Supported models for fine-tuning
These docs are for the new Anyscale design. If you started using Anyscale before April 2024, use Version 1.0.0 of the docs. If you're transitioning to Anyscale Preview, see the guide for how to migrate.
The following table provides a list of models available for fine-tuning. Each model has a context length, or, the maximum number of tokens the model can process in a single input. The context length depends on whether you're running inference on the base model, fine-tuning the base model, or running inference on the fine-tuned model.

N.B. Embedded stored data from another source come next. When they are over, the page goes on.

PR #1033, opened 2025-07-16
Feat/limit number input chars

tsvetelinpetrov:


boundlesscalm (approved):
Looks good.
May not be important but could you share a picture of it in action in this PR?

PR #1037, opened 2025-07-17
Feat/add narrower dropdown variant

tsvetelinpetrov:
image (2)

### DIFF
--- a/src/Dropdown/Dropdown.tsx
+++ b/src/Dropdown/Dropdown.tsx
@@ -79,7 +79,7 @@ export default <T,>({
                         : classNames(
                               'tw-bg-gray-700 tw-text-white',
                               size === 'sm'
-                                  ? 'tw-h-6 tw-pl-2 tw-pr-1 tw-text-[10px]'
+                                  ? 'tw-h-6 tw-pl-2 tw-pr-1 tw-text-2xs'
                                   : 'tw-h-8 tw-px-2'
                           )
                 )}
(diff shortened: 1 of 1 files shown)


src/Dropdown/Dropdown.tsx
```diff
@@ -116,7 +124,10 @@ export default <T,>({
                 {items.map(item => (
                     <button
                         type="button"
-                        className="tw-bg-transparent tw-clear-both tw-block tw-h-6 tw-w-full tw-whitespace-nowrap tw-border-0 tw-px-2 tw-py-1 tw-text-left tw-font-normal tw-text-white hover:tw-bg-gray-600 focus:tw-bg-gray-600"
+                        className={classNames(
+                            'tw-bg-transparent tw-clear-both tw-block tw-h-6 tw-w-full tw-whitespace-nowrap tw-border-0 tw-px-2 tw-py-1 tw-text-left tw-font-normal tw-text-white hover:tw-bg-gray-600 focus:tw-bg-gray-600',
+                            size === 'sm' && 'tw-text-[10px]'
```
kylebonnici, line 129: I am find with 'tw-text-[10px]' but if there is an equivalent like 'tw-text-sm' or 'tw-text-xs' defined that case size 10px I would recommend that

boundlesscalm (approved):

src/Dropdown/Dropdown.tsx
```diff
@@ -116,7 +124,10 @@ export default <T,>({
                 {items.map(item => (
                     <button
                         type="button"
-                        className="tw-bg-transparent tw-clear-both tw-block tw-h-6 tw-w-full tw-whitespace-nowrap tw-border-0 tw-px-2 tw-py-1 tw-text-left tw-font-normal tw-text-white hover:tw-bg-gray-600 focus:tw-bg-gray-600"
+                        className={classNames(
```
kylebonnici, line 127: Given that the dropdown items are also smaller you also need to look at 
`
  data-height={
                    numItemsBeforeScroll > 0 &&
                    items.length > numItemsBeforeScroll
                }
`

to make sure that the correct about of item are shown when in sm config

kylebonnici (changes requested):

src/Dropdown/Dropdown.tsx
tsvetelinpetrov: Added a custom tailwind class: tw-text-2xs

https://github.com/NordicSemiconductor/pc-nrfconnect-shared/pull/1038

kylebonnici (approved):
After discussing it was conformed the the dropdown item high remains 24px hence no changes are needed

PR #1050, opened 2025-08-01
doc: changed JLink to SEGGER J-Link

greg-fer:
Also changed nrfutil to nRF Util when referring to the entire tool. Changed `nrfutil-<command>` to `nrfutil <command>`.

### DIFF
--- a/Changelog.md
+++ b/Changelog.md
@@ -115,7 +115,7 @@ every new version is a new major version.
 
 ### Added
 
--   Specify what core version of nrfutil an app depends on.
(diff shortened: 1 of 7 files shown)


datenreisender (approved):
This also changes some internal IDs like `No J-Link installed`. 

Because they are internal and never presented to users there was no real need to change them, but it is ok. 

Because the IDs are also used in the launcher, we will need to update the launcher but that is also ok. This will show up as type check errors when trying to build the launcher, so there is no risk in missing this.

PR #1057, opened 2025-09-02
shared: ctrl+r in shortcuts

greg-fer:
Added entry for ctrl+r in shortcuts for all apps.
NCD-696.

### DIFF
--- a/src/App/App.tsx
+++ b/src/App/App.tsx
@@ -10,8 +10,8 @@ import React, { FC, ReactNode, useEffect, useMemo, useRef } from 'react';
 import Carousel from 'react-bootstrap/Carousel';
 import { createRoot } from 'react-dom/client';
 import { useDispatch, useSelector } from 'react-redux';
-import { Reducer } from 'redux';
 import { getCurrentWindow } from '@electron/remote';
+import { Reducer } from 'redux';
 
 import { inMain as open } from '../../ipc/open';
 import { setNrfutilLogger } from '../../nrfutil/nrfutilLogger';


datenreisender:
I don't think the shortcut ctrl-r (cmd-r on Mac) is relevant for most users. Is there a reason to add it to the list of shortcuts? (I do not strongly oppose it, I am just curious and would not like to add all shortcuts to the shortcuts pane, because e.g. toggling the dev tools is even less relevant for most people.)

datenreisender:
BTW, while on the Mac NCD a menu bar is always visible (which also shows the shortcut for Restart Windows) there also is a menu bar on Windows and Linux, it just is hidden by default and one can make it visible by pressing and releasing “alt”.

src/App/App.tsx
```diff
@@ -108,6 +109,13 @@ const ConnectedApp: FC<ConnectedAppProps> = ({
         action: open.openLauncher,
     });
 
+    useHotKey({
+        hotKey: 'ctrl+r',
+        title: 'Restart app',
+        isGlobal: true,
+        action: () => getCurrentWindow().reload(),
```
datenreisender, line 116: To make this work the same as the current ctrl/cmd-r shortcut, this should be changed:
```suggestion
        action: () => getCurrentWindow().emit('restart-window'),
```
(The behaviour seems mostly the same but there seems to be some difference)

greg-fer:
> I don't think the shortcut ctrl-r (cmd-r on Mac) is relevant for most users. Is there a reason to add it to the list of shortcuts? (I do not strongly oppose it, I am just curious and would not like to add all shortcuts to the shortcuts pane, because e.g. toggling the dev tools is even less relevant for most people.)

There are some cases in docs ([example](https://docs.nordicsemi.com/bundle/nrf-connect-programmer/page/troubleshooting.html#application-returns-an-error)) where we mention this shortcut, so I thought it would be good to have it "officially" mentioned in the app.

greg-fer:
Agreed with @datenreisender to close this PR. The Ctrl/Cmd+R is a common OS shortcut, which means it is not app-specific. Docs can still mention it, but we don't need it as an entry in the shortcut list.

PR #1483, opened 2026-09-14
chore(release): serve 4.2 as the production documentation

jkzing:
## Summary

Prepare release/4.2 to serve the production documentation at `/`:
- Set the current documentation version to 4.2, retain `/next` for main,
  and list 4.1 at `/4.1`.
- Proxy `/next` and historical versions to their branch deployments;
  redirect `/4.2/*` permanently to the canonical root URLs.
- Normalize the newly archived `/4.1` home before its proxy strips the
  prefix, using the existing no-loop Edge Function.
- Select the production Algolia index `lynx`.
- Include the version base in sitemap URLs, matching the main change.
  The production root URLs themselves remain unchanged.

## SDK release status

Keep the verified Lynx 4.1.0 / PrimJS 4.1.1 SDK combination. There is no
verified stable 4.2.0 release in GitHub, Maven Central, or official
podspec inventories; 4.2 nightly/alpha podspecs do not establish a stable
cross-platform SDK release. Omit the new documentation entry's
`release_number` rather than publish a nonexistent release URL.
LynxExplorer downloads are unchanged.

## Verification

- `HUSKY=0 pnpm run prepare`
- `pnpm run format:check`
- `pnpm run build`
- Case-collision, asset-URL, and lynx-ui route-contract checks.
- Cross-branch version/base/index and TOML route assertions.
- Actual Edge Function slash/query/no-loop checks.
- Generated version JSON, EN/ZH page assets and canonicals, and sitemap
  URLs checked against the intended build base.

## Related PRs

- #1482: shared version list and sitemap change; land on main first.
- #1484: archived 4.1 origin; prepare before publishing this gateway.

## Manual deployment gates

This is a draft. A human must review, mark ready, and merge it after the
main version-list change. No automated merge or platform write is used.

Before production publication, a maintainer must:
1. Verify the `release-4-2--lynx-doc.netlify.app` preview.
2. Keep a known-good production deploy available and hold automatic
   publication during the cutover.
3. Change Netlify's production branch to `release/4.2` before allowing
   the 4.1 archive changes to deploy. Wait for the archived 4.1 branch
   deployment and all historical aliases to be ready.
4. Publish a fresh 4.2 production build, clearing cache if necessary.
5. Update Algolia's root corpus to 4.2 and crawl `/4.1/` into `lynx_4_1`;
   keep development content in `lynx_next`.
6. Verify root/EN/ZH pages, assets, version switching, legacy links,
   `/next`, `/4.1`, historical versions, and search result URLs.

[...]

PR #1484, opened 2026-09-14
chore(release): archive 4.1 documentation under its version path

jkzing:
## Summary

Archive release/4.1 after 4.2 becomes the production documentation:
- Set 4.1's documentation base to `/4.1` and synchronize the version list.
- Replace root-site cross-version proxies with a local `/4.1/*` rewrite,
  and register the existing slash-normalization Edge Function at `/4.1`.
- Keep legacy tutorial, Quick Start, and lynx-ui redirects within 4.1.
  The production proxy strips the prefix before reaching this branch,
  so origin redirects must return `/4.1`-prefixed locations. Add matching
  rules for direct version-prefixed branch requests.
- Adapt and extend the existing route-contract check for those rules and
  preserve Quick Start's precedence over the general lynx-ui wildcard.
- Use `lynx_4_1` for Algolia search and include `/4.1` in sitemap URLs.

Keep the existing Lynx 4.1.0 / PrimJS 4.1.1 SDK pins and 4.1 release link.
The 4.2 documentation entry intentionally has no stable SDK release link:
no stable 4.2.0 release has been verified. Do not substitute nightly or
alpha artifacts for that missing release.

## Verification

- `HUSKY=0 pnpm run prepare`
- `pnpm run format:check`
- `pnpm run build`
- Case-collision, asset-URL, and extended route-contract checks.
- Cross-branch metadata, search-index, TOML routing, and Edge assertions.
- 84 legacy-route cases covering EN/ZH HTML/Markdown/bare tutorial paths,
  production proxy requests, and direct branch URLs without loops.
- Generated HTML asset/canonical prefixes, version JSON, and sitemap
  URLs checked against `/4.1`.

## Related PRs

- #1482: shared version list and sitemap change; land on main first.
- #1483: release/4.2 production gateway for this archived origin.

## Manual deployment gates

Do not publish these changes while release/4.1 is still Netlify's
production branch. It would remove the root site's cross-version routes.

A human must review and manually merge this draft as part of the staged
4.2 cutover, after the shared main changes have landed. Keep the known-good
production deploy held, switch Netlify's production branch to release/4.2,
and let this archive build finish as a branch deployment before publishing
the new 4.2 gateway. Verify both root and `/4.1/` branch-preview paths.

Before enabling archived search, create `lynx_4_1` from the existing index
settings, clear only the new index's copied records, and configure its
crawler for `/4.1/` and `/4.1/sitemap.xml`. Crawl and verify version-local
result URLs after those production routes are available. Never clear the
existing production `lynx` index as part of archive provisioning.

No Netlify or Algolia control-plane writes are performed by this PR.
Shared exports/aliases are unchanged; validate consuming sites against
the updated OSS pin before their scheduled sync.


Huxpro (commented):
## Maintainer decision needed

Codex-assisted review of exact head `2c395c374cf44a9adcf1ac1d96579dae339af62b`.

Evidence: the archive-side changes are coherent with the companion 4.2 cutover. `version.json` keeps 4.1 as the current archived build under `/4.1`, search moves to `lynx_4_1`, root-level legacy routes redirect into `/4.1/...`, and the final local `/4.1/* -> /:splat` rewrite supports both direct archive access and the production proxy that strips the prefix. The route-contract test is updated to exercise the proxied-origin and direct-prefixed forms. The sitemap base change is consistent with the pinned Rspress sitemap plugin. Exact-head CI and the Netlify deploy preview are green.

Risk: this branch is still the current production documentation source until the 4.2 production switch. Publishing the archive routing before that switch would intentionally change root/version behavior on the live 4.1 site. The diff is therefore technically plausible but only safe at the correct point in the release sequence.

Options: (1) merge/publish this only after `release/4.2` has become production and the 4.1 archive endpoint is ready; or (2) explicitly accept changing the current production 4.1 routing ahead of the cutover. My recommendation is option 1. This is part of an important release cutover, so I am not merging it without maintainer approval.

PR #1492, opened 2026-09-15
Update for 3.9 blog

toretto-wt:
@coderabbitai summary


Huxpro (changes requested):
Codex-assisted review.

Blocking issue: this Blog newly presents `<image>` `region-to-decode` as a Lynx 3.9 API and links readers to `/api/elements/built-in/image`, but on the target `release/4.0` branch that API reference does not document `region-to-decode` at all, and `packages/lynx-compat-data/elements/image.json` has no corresponding compatibility entry. The runtime does contain `region-to-decode`, so this is an API-reference/compatibility coverage gap exposed by this PR rather than a broken implementation claim.

Please align the release post atomically: either add the EN/ZH API-reference coverage plus validated compatibility metadata for `region-to-decode`, or remove/defer this release-note item until that reference exists. The current green build only proves the route compiles; it does not make the linked API discoverable on that page.

This review is Codex-assisted. Please contact Huxpro in person for a second opinion if you think the Blog should intentionally ship ahead of the API reference.

Huxpro (changes requested):
Codex-assisted review of the latest head.

The previous `region-to-decode` API-reference blocker is fixed, but the newly regenerated `packages/lynx-compat-data/api-stats.json` is now stale against the current `release/4.0` target. The target branch at `39501c1232fda85d314c6bd38452dabc6280a65f` contains `css/at-rule/media-query.json` and its generated stats report 2 CSS at-rules; this head does not contain that target-branch file and its regenerated stats report only 1 CSS at-rule. The overall API total staying flat while this PR adds `region-to-decode` is another symptom of the same drift.

Please update/rebase this PR onto the current `release/4.0` target and regenerate `api-stats.json` there, so the new image compatibility entry is added without dropping the Media Query stats that just landed on the target branch. Then rerun the target branch's required `Done` check on the exact head.

PR #1501, opened 2026-09-16
docs(blog): drop the 3.9 post from release/4.0

Huxpro:
Reverts the 3.9 blog post from this release branch. The blog is not versioned content, so a post committed here is never reachable from the 4.0 site.

## Why

`shared-route-config.ts` states the rule and implements it:

```ts
/**
 * The blog is not versioned content: release branches are cut before a
 * release post lands, and posts are never backported, so a release build's
 * own copy of the blog is missing everything published after the cut. Every
 * version therefore links to the developing version's blog, which is the
 * single source of truth.
 */
export const BLOG_BASE = toBasePrefix(developingDocsLink);   // → "/next"
export const BLOG_IS_CROSS_VERSION = BLOG_BASE !== SITE_BASE_PREFIX;
```

On this branch `version.json` has `current_version: "4.0"` and `docs_link: "/4.0"`, while the developing entry stays at `/next`, so `BLOG_IS_CROSS_VERSION` is `true` and every blog link the 4.0 build renders is rewritten to `/next/blog/...`:

| Location | Effect |
| --- | --- |
| `src/lib/utils.ts` `withBlogBase()` | prefixes every blog path with `/next` |
| `theme/index.tsx:393` | `blogHref = ${BLOG_BASE}${removeBase(normalizedHref)}` |
| `theme/hooks/use-blog-btn-dom.ts:89` | full page navigation when cross-version |
| `src/hooks/use-canonical-latest-blog.ts` | fetches `/next/rss/blog-rss.xml` |

A post committed to this branch is still built to `/4.0/blog/...`, but nothing in the 4.0 site links there. It is an orphan page that duplicates the canonical one under `/next`.

## What happened

[#1493](https://github.com/lynx-family/lynx-website/pull/1493) added `lynx-3-9.mdx` to this branch (status `added` — the file had never existed here, since the branch was cut before the post landed on `main`). The copy it added was a July draft, not `main`'s current post:

| | `main` | this branch before the revert |
| --- | --- | --- |
| title | Autolink, Web-Aligned CSS, and ReactLynx Portal | A2UI, Autolink, CSS Updates, and More |
| date | 2026-08-03 | 2026-07-10 |
| description | — | still advertises the dropped "Lynx for AI" |
| lines | 139 | 92 |

[#1494](https://github.com/lynx-family/lynx-website/pull/1494) then corrected the author list on that orphan copy. Both are reverted here rather than reconciled, because the post should not be on this branch at all.

## Changes

[...]

PR #1502, opened 2026-09-16
build: keep the blog out of release builds

Huxpro:
Stops release builds from emitting their own copy of the blog, so a post backported to a release branch has no effect. Follow-up to [#1501](https://github.com/lynx-family/lynx-website/pull/1501), which removes one such post by hand.

## Why

`shared-route-config.ts` already states the rule:

```ts
/**
 * The blog is not versioned content: release branches are cut before a
 * release post lands, and posts are never backported, so a release build's
 * own copy of the blog is missing everything published after the cut. Every
 * version therefore links to the developing version's blog, which is the
 * single source of truth.
 */
export const BLOG_BASE = toBasePrefix(developingDocsLink);
export const BLOG_IS_CROSS_VERSION = BLOG_BASE !== SITE_BASE_PREFIX;
```

Every consumer honours it — `src/lib/utils.ts` `withBlogBase()`, the theme's `Link` override, `use-blog-btn-dom.ts`, `use-canonical-latest-blog.ts` — but nothing stops the *build* from generating the local copy anyway. A release branch still carries `docs/*/blog/` from before its cut, so it ships:

- **Orphan pages** at `/<version>/blog/...` that nothing in that build links to.
- **Duplicate sitemap URLs** — a second address for every canonical post.
- **Stale content.** On `release/4.0` today, `lynx-3-7`, `lynx-3-9`, `lynx-4-0` and `lynx-a2ui` have all diverged from `main`.
- **A dead RSS feed.** `use-canonical-latest-blog.ts` reads `${BLOG_BASE}/rss/...` on every version, so the local feed is published and never read.

## Changes

`rspress.config.ts`, all three gated on `BLOG_IS_CROSS_VERSION`:

- `route.exclude` drops `**/blog/**`.
- `pluginRss` is not registered.
- `markdown.link.checkDeadLinks.excludes` switches to the predicate form.

`src/hooks/use-canonical-latest-blog.ts` — the cross-version fallback now points at the canonical blog index when there is no local post.

### On the dead-link check

Docs link to posts by their version-less path (`docs/{en,zh}/ai/index.mdx` → `/blog/lynx-a2ui`, `docs/{en,zh}/versions.mdx` → `/blog/lynx-open-source-roadmap-2026`) and the theme re-bases them at render time, but the build-time check validates the *authored* href against the local route set. My first attempt added glob strings to the `excludes` array and the build failed on all four files. Rspress matches an array as a `Set` of exact strings:

```js
const excludesUrl = Array.isArray(excludes) ? new Set(excludes) : void 0;
const excludesFn = 'function' == typeof excludes ? excludes : void 0;
return (url) => Boolean(excludesUrl?.has(url) || excludesFn?.(url));
```

So a subtree can only be covered by the predicate form, which the type also allows (`excludes: string[] | ((url: string) => boolean)`). Worth noting separately: the pre-existing `'/Components/Components/**'` entry can never match anything under those semantics. Left as-is here.

### On the hero badge

`useLatestBlog` fed the fallback from bundled page data. With the blog excluded there is none, and `use-blog-btn-dom.ts:84` is `if (!blogLink) return;` — the badge would sit inert whenever the `/next` feed is slow or unreachable. It now falls back to the canonical blog index. Text still comes from the SSG copy, which pairs correctly with a generic destination.

## Validation

Full production build (`pnpm build`) with `current_version` set to `4.0` to simulate a release branch:

| Check | Result |
| --- | --- |
| Build | clean, `EXIT=0` |
| Blog pages emitted | 0 |
| `doc_build/rss/` | absent |
| `/blog/...` in sitemap | none, of 3172 URLs |

`/help/blog` still builds, confirming the pattern only matches the blog directories. Prettier clean; `tsc --noEmit` reports nothing outside the pre-existing `docs/public/lynx-examples/**` fixture errors.

On the developing build `BLOG_IS_CROSS_VERSION` is `false`, so every branch added here evaluates to today's values and this is a no-op — which is also all CI on this PR can exercise.

## Open question for review

Release builds currently publish `/<version>/blog/...` and those URLs are in the deployed sitemaps, so this turns them into 404s. A 301 to the canonical post would be better for anything already indexed, but I could not tell from the repo whether cross-version paths are governed by `main`'s `netlify.toml` (it carries `/3.9/lynx-ui/*` style redirects) or by each release branch's own copy (the header comment says a release branch "registers it here alongside `/next`"). Happy to add the redirects once someone confirms which file owns them.

🤖 Generated with [Claude Code](https://claude.com/claude-code)

https://claude.ai/code/session_0195V7UWUf1hYLSkMHnsqRPk

---
_Generated by [Claude Code](https://claude.ai/code/session_0195V7UWUf1hYLSkMHnsqRPk)_

- Exclude blog routes and RSS feeds from cross-version release builds.
- Apply conditional dead-link exclusions to version-less blog links.
- Fall back to the canonical blog index when no local post exists.
- Preserve developing-build behavior.
- Verify no local blog pages, RSS output, or blog sitemap entries
  with `current_version` set to `4.0`.
- Consider redirects for previously indexed versioned blog URLs.


Huxpro (commented):
Maintainer decision needed

Codex-assisted review.

Evidence: the production site currently serves versioned blog URLs such as `/4.0/blog/lynx-3-7`, and the active `release/4.1` gateway proxies the whole `/4.0/*` namespace to the `release/4.0` deploy. This PR intentionally makes cross-version release builds stop emitting their local `blog/**` pages. Therefore, once this change is propagated to an archived release branch, those already-published versioned blog URLs will become 404s unless the production gateway adds higher-priority redirects to the canonical `/next/blog/...` paths. On `main` itself `BLOG_IS_CROSS_VERSION` is false, so landing this PR does not immediately remove the current `/next` blog.

Risk: bookmarks/search-indexed historical blog URLs can break during a later release/archive rollout. Options are (1) add/coordinate gateway redirects before adopting this on each release branch, (2) deliberately accept those 404s, or (3) keep emitting the duplicate local pages. My recommendation is (1): keep the build cleanup, but make redirect coverage an explicit release gate before this reaches any cross-version release build. I would not block landing on `main` solely on this if that coordination is recorded, but I would not treat release-branch adoption as safe without it.

There is also an existing unresolved CodeRabbit finding on this exact head about `/en/blog` being accidentally exempted from dead-link checking; I am not duplicating that comment.

Please contact Huxpro in person for a second opinion.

Model | Size | Base context length | Fine-tuning context length | Inferencing context length |
---|---|---|---|---|
meta-llama/Meta-Llama-3-8B-Instruct | 8B | 8192 tokens | Up to 32768 tokens | The greater of the base context length and fine-tuning context length used. |
meta-llama/Meta-Llama-3-70B-Instruct | 70B | 8192 tokens | Up to 16384 tokens | The greater of the base context length and fine-tuning context length used. |
mistralai/Mistral-7B-Instruct-v0.1 | 7B | 8192 tokens | Up to 8192 tokens | The greater of the base context length and fine-tuning context length used. |
mistralai/Mixtral-8x7B-Instruct-v0.1 | 8x7B | 32768 tokens | Up to 32768 tokens | The greater of the base context length and fine-tuning context length used. |
Fine-tuning a model with a context length longer than its base context length may increase training time and result in reduced model quality.
meta-llama/Llama-2-7b-chat-hf
, meta-llama/Llama-2-13b-chat-hf
, meta-llama/Llama-2-70b-chat-hf
have transitioned to the legacy models list. Moving forward, for fine-tuning a similar or better model, use meta-llama/Meta-Llama-3-8B-Instruct
or meta-llama/Meta-Llama-3-70B-Instruct
.
Serving support for fine-tuned Llama-2 models expires on June 15, 2024.